First, document the discrepancy in writing using the POS inventory aging report compared to what the seller represented. Then use the pre-close physical count mechanism established in the LOI to formally adjust the inventory consideration downward. If the gap between represented and actual inventory value is significant — for example, more than 15% of the total purchase price — this may warrant reopening the overall purchase price negotiation or requesting that the seller liquidate aged stock before close at their own cost.
If the lease cannot be transferred and the landlord will not approve an assignment, the LOI's lease contingency allows you to terminate the transaction without penalty. Before reaching that conclusion, explore alternatives: some landlords will agree to a new lease with modified terms rather than a direct assignment, or will accept a shorter personal guarantee period in exchange for a modest rent increase. If the landlord is genuinely uncooperative, this is a serious red flag about the long-term viability of the location and may warrant walking away regardless of how attractive the business metrics appear.
Earn-outs are appropriate when there is a meaningful valuation gap between buyer and seller that cannot be resolved through due diligence alone — for example, when the seller argues that a new e-commerce channel or recently launched loyalty program will drive significant revenue growth in the next 12 months. Structure any earn-out around objective, measurable metrics such as total net revenue in the 12 months post-close, verified through the same POS system used in diligence. Avoid earn-outs tied to profitability alone, as post-close operating decisions you make as the new owner will affect margins in ways outside the seller's control.
A 45–60 day exclusivity period is standard for independent boutique acquisitions in the $1M–$4M revenue range. This window needs to accommodate a full physical inventory count, commercial lease review, three years of financial verification, POS data analysis, vendor relationship calls, SBA pre-approval, and the drafting of a definitive purchase agreement. If the seller pushes for a shorter exclusivity window — say 30 days — insist on staged milestones: a 30-day initial period with an automatic 15-day extension if both parties are actively progressing, and another 15-day extension if SBA financing is in process.

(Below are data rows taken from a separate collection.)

PR #7242, opened 2023-12-11
Improve default gem handling by treating default gems as any other gem

deivid-rodriguez:

Bundler behaves inconsistently in presence of default gems, and that can be confusing. See for example the situation in https://github.com/ruby/ruby/pull/9163#issuecomment-1846994447.

My fix is that, once a default gem is specified directly in the Gemfile, or resolved as a transitive dependency, it becomes part of the bundle and gets treated as a "regular gem", so it's cached, explicitly installed in the configured location, etc.

### DIFF
--- a/bundler/lib/bundler/cli/common.rb
+++ b/bundler/lib/bundler/cli/common.rb
@@ -57,6 +57,9 @@ module Bundler
         specs << spec if regexp && spec.name =~ regexp
       end
 
+      default_spec = default_gem_spec(name)
+      specs << default_spec if default_spec
+
       case specs.count
       when 0
         dep_in_other_group = Bundler.definition.current_dependencies.find {|dep|dep.name == name }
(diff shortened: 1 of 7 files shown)


deivid-rodriguez:
First run of CI here made fail all Ruby 3.1 jobs. I think it was a temporary actions issue because it passed fine after retry.

I'm setting this as ready!

deivid-rodriguez:
There's some potential breakage that could happen here. For example, if someone is currently using `gem "bigdecimal", "3.1.5"` in their Gemfile, that currently works as long as you're using current master branch of Ruby. This PR will break that, because version 3.1.5 of bigdecimal does not exist in `rubygems.org` even if master branch of ruby installs that as a default gem.

Bacause of this, I'm tagging this break as breaking. I still this is a good change to ship with Bundler 2.5.

martinemde (approved):
Yeah, I like this change. Let's get it into 2.5.0.

simi (approved):

segiddins (approved):

deivid-rodriguez:
Thinking about this again, the breakage will be bigger than just some situations involving ruby-head.

For example, if `json` was previously part of your bundle on a machine where it's a default gem, and you upgrade Bundler without reinstalling gems, then `require "bundler/setup"` will run into

```
Could not find json-2.6.3 in locally installed gems
Run `bundle install` to install missing gems.
```

A reinstallation of gems should do the trick to get back on track.

deivid-rodriguez:
Example of this kind of breakage in our own repo at https://github.com/rubygems/rubygems/pull/7265.

martinemde:
That failure seems ok. Easy to fix.

The only thing I can imagine doing about it is printing a note when a default gem is missing. I don't think it's a big deal though.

Beyond the standard fixtures and equipment, boutique LOIs must explicitly enumerate: the business's Instagram, TikTok, Pinterest, and Facebook accounts including login credentials; the customer email list and loyalty program database; the e-commerce website domain and platform account; all vendor accounts, brand agreements, and open purchase orders; the boutique's trade name and any registered trademarks; and the point-of-sale system data and historical transaction records. If these are not listed as included assets, sellers sometimes retain them post-close or transfer them to a new business venture, which can devastate the customer base you paid goodwill to acquire.